Según el cálculo realizado por esta industria, una empresa mediana (de unos 200 trabajadores) y con alícuotas muy similares al promedio del sector que no se modificaron en el período que se cita, en enero de 2011, pagaba por mes y empleado unos 320 pesos (0,17 dólares), mientras que el pasado mes de setiembre el precio ascendía a 542 pesos (0,29 dólares), lo que supone un alza del 70%, al que ahora hay que sumarle un incremento del 20% adicional.

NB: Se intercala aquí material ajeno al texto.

PR #503, opened 2019-01-16
 Chris Roth Auth-i:

TexaCaliCoder:
initialized yarn and knex
added dependancies: express, knex, sqlite3, morgan, and nodemon(dev)
built out boilerplate for express knex api in index.js
added users table with knex migrations
- @katiagilligan888 initial commit for PR


data/helpers/validations.js
```diff
@@ -0,0 +1,7 @@
+const Joi = require('joi')
+module.exports={
```
katiagilligan888: Good job using JOI! Glad you like it!

routes/loginRoutes.js
```diff
@@ -0,0 +1,48 @@
...
+                res.status(406).json({err: "Invalid Username or Password"});
+            }
+        })
+        .catch(err=>{
+            res.status(500).json({error:err})
+        })
+})
+
+router.post('')
+
```
katiagilligan888: Add a get request that is a protected route that only signed in users can see. This protected endpoint can be built out with a middleware function.

routes/loginRoutes.js
```diff
@@ -0,0 +1,48 @@
+const express = require('express');
+const db = require('../data/helpers/helpers');
+const Joi = require('joi');
+const validate = require('../data/helpers/validations');
+
+const router = express.Router();
+const bcrypt = require('bcryptjs');
+
```
katiagilligan888: Make sure to incorporate sessions in the server as that is the main focus of the assignment 👍

Issue #734, opened 2025-03-19
Radio Block


memisrose:
### Feature:
Block Defaults

### Component / Function:
The specific component this test will cover.

### Given:

![Image](https://github.com/user-attachments/assets/48e132b0-620d-4993-8ca4-c87ee0bfb906)

### When:
When an event or user action occurs

### Then:
The expected outcome of this test

PR #918, opened 2025-04-18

“Este aumento desmesurado de casi el 100% pone en evidencia otra falencia del sistema por el cual las empresas se encuentran cautivas de las aseguradoras, que les comunican aumentos (que por ley no pueden discutir si no aceptar), y al pedir cotización en otras aseguradoras (que tienen la obligación legal de hacerlo), estas se eximen cotizando las alícuotas máximas que tienen pre-aprobadas por parte de la Superintendencia de Seguros de la Nación (SSN), que de hecho se constituye en un rechazo, puesto que las aseguradoras se resisten a aceptar a determinadas actividades, por su siniestralidad”, revela el comunicado enviado del que se hace eco ‘Punto Biz’.

“La metodología de máximos de alícuotas permitidas por la SSN no guarda racionalidad y no es garantía para el sector productivo porque permiten alícuotas máximas ‘groseras’ de hasta más del 1000% de la media que pagan los sectores, permitiendo así la excusa de cotizar para espantar y no tomar actividades de mayor riesgo”, se recalca.

“Si bien las modificaciones instadas por el Ejecutivo y aprobadas por el Congreso intentan encausar un sistema que se encontraba severamente cuestionado, los resultados inmediatos se traducen en un mayor costo para las industrias”, señalan. “La industria frigorífica se encuentra en crisis desde hace varios años, con un nivel de actividad menguado, lo que repercute entre otros aspectos, en su capacidad para absorber el incremento de costos”, se agrega.